Neue Pastaform: Um den Finger gewickelt
Flavia Valentini hat eine neue Pasta erfunden. Jetzt wurde eine Maschine entwickelt, die ihre „Imbutini“ in Serie formen kann. Sie hat große Pläne.
Der erste Prototyp der Pastamaschine stand in der Garage. „Wie Steve Jobs’ erster Apple-Computer“, erzählt Flavia Valentini. Ansonsten ist ihre Geschichte aber ganz anders.
Angefangen hat sie auf einem Flohmarkt in der Nähe von Ozzano dell’Emilia, einem 14.000-Menschen-Ort in der norditalienischen Region Emilia-Romagna. Valentini stöbert gerne auf dem Markt herum, seit sie ihren Beruf als Krankenschwester aufgegeben hat, um daheim ihren Ehemann zu pflegen. Eines Tages entdeckt sie ein ungewöhnliches Küchengerät, eine Art Teigschneider. An dem langen Holzgriff ist eine Metallwalze angebracht, die kleine Kreise aus dem Teig aussticht. Man sagt ihr, dass man damit Orecchiette, eine süditalienische Pasta, herstellt.
Doch Valentini weiß genau, wie man Orecchiette macht und dass der altmodische Teigschneider nichts damit zu tun hat. Sie kauft ihn trotzdem. Als sie das Gerät daheim ausprobiert, weiß sie zuerst nicht, was sie mit den Teigkreisen anfangen soll.
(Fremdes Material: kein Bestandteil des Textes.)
PR #5445, opened 2026-09-01
fix: always generate browser-decodable video previews

cjkindel:
Fixes the ProRes "no preview / file is corrupt" report in griptape-ai/support#7 (ALT VFX). Three engine bugs.

Pairs with griptape-ai/griptape-vsl-gui#2894, which fixes the editor-side half. Neither is regressed by #5379 or griptape-ai/griptape-vsl-gui#2871 — those work.

## Bug 1: concurrent generations write the served path

ffmpeg wrote the preview straight to the path the editor serves, with `-y`. Two generations for the same preview interleave into one file.

Reproduced deterministically by running two of the generator's own invocations against one destination: the error signature matches the customer's file byte for byte, down to the garbage NAL sizes in order (`0 > 46476`, `287789857 > 17777`, `746308777 > 6349`, `1951092779 > 3630`).

The torn file keeps a valid `moov` atom, so it still reports 1024x576 / 8.04s and gets a sidecar written for it. Since that sidecar records a matching source size and mtime, the preview is treated as valid and the corruption is cached permanently.

Fix: write to a private sibling file, rename into place on success. Same directory, so the rename is atomic. `try/finally` covers a failed rename and a cancelled ffmpeg await; the cleanup helper never raises, because it runs from that `finally` where an `OSError` would replace the failure being reported (turning a cancelled request into a failed one).

Concurrent generation is not hypothetical. Watching the previews directory during an ordinary drag in the editor caught two scratch files at once:

```
[10:14:59] .gtn-preview-partial-<uuid>.mp4   .gtn-preview-partial-<uuid>.mp4
[10:15:01] White_Horse_....mov.mp4 + .json
```

## Bug 2: the preview format is not browser-decodable

The generator asked for `libx264` but never pinned a pixel format, so libx264 inherited the source's. A 10-bit 4:2:2 source (ProRes 422, DNxHR HQX) produced **H.264 High 4:2:2 Predictive, 10-bit** — valid MP4, probes clean, decodes in no browser. All three browsers cap at High profile 8-bit 4:2:0.

Confirmed on both the bundled `static_ffmpeg` 7.0 and homebrew 7.1.1, so it is the arguments, not the build. Invisible for the 8-bit 4:2:0 sources the generator usually sees, and it broke exactly the codec family the fallback exists to serve.

Two smaller versions of the same problem, both fixed:
- Browser AAC decoders are only dependable up to two channels; editorial sources routinely carry 5.1. Now `-ac 2`.
- ffmpeg's default stream selection copied the source timecode track in. `-dn` alone does **not** remove it: the mov muxer synthesizes a fresh `tmcd` track from source metadata unless `-write_tmcd 0` is set.

Colour is deliberately **not** converted, so an HDR or log source previews with the wrong tone. The class docstring says so. Tonemapping needs its own design pass and is not in this PR.

## Bug 3: previews the broken generator already cached are never regenerated

Found in review, and the reason the first two fixes alone would not have helped the customer.

The sidecar records source size and mtime, the generator name, and `max_width`/`max_height` — nothing about the encode. So a preview written by a pre-fix build looks valid forever: `ONLY_IF_STALE` sees an unchanged source, a present file and a current schema version, and declines to regenerate. Upgrading would keep serving the same unplayable 4:2:2 file, and any torn file the race already produced would stay cached. The editor's decode-failure fallback cannot rescue it either, since re-requesting the preview returns that same file.

`PreviewMetadata.LATEST_SCHEMA_VERSION` 0.1.0 -> 0.2.0 is the only lever that reaches the serving path, since `ONLY_IF_STALE` never consults `_does_preview_match_current_settings`.

**Upgrade impact:** the schema version is shared across media types, so the first request for each cached preview after upgrading regenerates it — image previews included. One-off, lazy per request, and no in-engine caller uses the `DO_NOT_GENERATE` policy that would hard-fail on an outdated version.

## Verification

Confirmed end-to-end against a real 195 MB ProRes 422 HQ file (2048x1152, 10-bit 4:2:2, 25fps, PCM + timecode) through the running engine and editor. Generated preview probes as `h264 / High / yuv420p`, stereo AAC, no extra streams.

`make check/lint`, `make check/types` and the full unit suite (4700 passed, 13 skipped) are green. `make check/format` and `check/spell` fail only on a pre-existing untracked `docs/design/` file, untouched here.

The tests that matter are the deterministic ones: ffmpeg is never pointed at the served path; a failure *after* ffmpeg opens its output leaves the served preview byte-identical; a failed rename orphans nothing; and a 10-bit 4:2:2 / 5.1 / timecode source normalizes to h264 High / `yuv420p` / 2-channel AAC / no extra streams. `test_concurrent_generation_produces_decodable_preview` is a smoke test and is documented as such — a raced write only yields a torn file in a minority of runs, so it is not evidence on its own.

## Deliberately not addressed

- **No in-flight dedupe.** N concurrent requests each run a full transcode and race to rename. Atomicity is the correctness floor; coalescing at the `ONLY_IF_STALE` decision point is the follow-up, and would make the torn file structurally impossible rather than merely harmless.
- **The GUI conversion churn** that produces those concurrent requests in the first place — a new drop re-converts every existing video node.
- **HDR/log tonemapping**, per above.
- **The sibling PIL image generators** still write their destination directly. Different hazard class (one deterministic buffer through a single `WriteFileRequest`), so not the same bug, but worth its own look.
- **Windows `os.replace`** can be refused while a preview is being streamed; that now surfaces as "no preview" rather than a corrupted file.
- **ProRes RAW** is undecodable by ffmpeg regardless, so it cannot be previewed by any of this — relevant to the customer's unanswered question about which flavors are supported.


src/griptape_nodes/retained_mode/managers/artifact_providers/video/preview_generators/ffmpeg_preview_generator.py
```diff
@@ -176,17 +205,31 @@ async def attempt_generate_preview(self) -> str:
...
         # FAILURE CASE: ffmpeg exited with error
         if result.returncode != 0:
+            await self._discard_partial_preview(temp_path)
             msg = f"ffmpeg failed with exit code {result.returncode}: {result.stderr}"
             raise OSError(msg)
 
         # FAILURE CASE: output file was not created
-        if not await anyio.Path(destination_path).exists():
+        if not await anyio.Path(temp_path).exists():
             msg = f"ffmpeg did not produce output file: {destination_path}"
```
kateforsberg13: should this be `temp_path` instead of `destination_path`, or moved after line 226?

src/griptape_nodes/retained_mode/managers/artifact_providers/video/preview_generators/ffmpeg_preview_generator.py
```diff
@@ -176,17 +205,31 @@ async def attempt_generate_preview(self) -> str:
...
             raise OSError(msg)
 
+        # Same directory keeps the rename on one filesystem, so it is atomic: a reader sees either
+        # the previous preview or this finished one.
+        await anyio.Path(temp_path).replace(destination_path)
```
kateforsberg13: **nit (non-blocking):** if this `replace` raises (Windows can refuse it when something else has the destination open), the temp file is left behind, and nothing ever cleans the previews directory. Worth a `try`/`except OSError` that calls `_discard_partial_preview` and re-raises.

kateforsberg13 (commented):
non-blocking, but one more comment

src/griptape_nodes/retained_mode/managers/artifact_providers/video/preview_generators/ffmpeg_preview_generator.py
cjkindel: You right, great find

kateforsberg13 (approved):

src/griptape_nodes/retained_mode/managers/artifact_manager.py
```diff
@@ -140,7 +140,12 @@ class PreviewMetadata(BaseModel):
         preview_generator_parameters: Parameters supplied to preview generator
     """
 
-    LATEST_SCHEMA_VERSION: ClassVar[str] = "0.1.0"
+    # 0.2.0 retires previews written before video previews were pinned to a browser-decodable format.
```
kateforsberg13: nit: I feel like this comment doesn't need to be here. if you added it, great, otherwise i don't feel like it is a good comment because it will have to be continually updated. or maybe it should be shorter.

kateforsberg13 (approved):
the `finally` is a good touch, approving pending `make format`. Looks good to me, and like it'll clean up the temp file (which is ofc very important)

src/griptape_nodes/retained_mode/managers/artifact_manager.py
cjkindel: I agree...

Dann wickelt sie sich einen davon um die Spitze ihres Zeigefingers, das kennt sie vom Tortellini-Machen. Sie drückt die Enden des Kreises zusammen, ein kleiner Pastahut sitzt nun auf ihrem Finger. „Und so wurden die Imbutini geboren.“ Eine Nudel, die aussieht wie ein kleiner Hut, mit einer Krempe unten und einer Öffnung an der Spitze.
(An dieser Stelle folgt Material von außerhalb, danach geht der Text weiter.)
Issue #2899, opened 2025-10-28
Default node size should be wider


shhlife:
Currently default node size is 400. Let's set it to 600.

PR #5454, opened 2026-09-02
fix: broadcast when the current workflow changes

aodhanroche:
Engine side of vsl-gui#2904, which is inert without it. Fixes the engine half of #2899.

**Problem:** nothing on the wire says which workflow the engine has open. `RunWorkflowFromRegistry`
pushes the context directly and no result event names it, so an open in one editor — or over MCP —
leaves every other client showing the new nodes under its own old title. Four more paths move the
context just as silently: a clear, a delete, a rename/Move, and the first save of a scratch workflow.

Wenn Valentini diese Geste in der Küche vormacht, während sie von ihrer Mamma erzählt, wirkt es ganz einfach. Im sommerlichen Blumenkleid stellt sie einen kleinen Hut neben den anderen auf das Holzbrett und prüft ihre Form. „Meine Mutter war Partisanin im Zweiten Weltkrieg, eine starke Frau. Danach hat sie Bücher geschrieben und gemalt“, erzählt Valentini. Das sei wichtig, um ihre Geschichte zu verstehen. Hartnäckigkeit und Kreativität habe auch sie gebraucht, um ihre Imbutini, wörtlich „kleine Trichter“, auf den Markt zu bringen.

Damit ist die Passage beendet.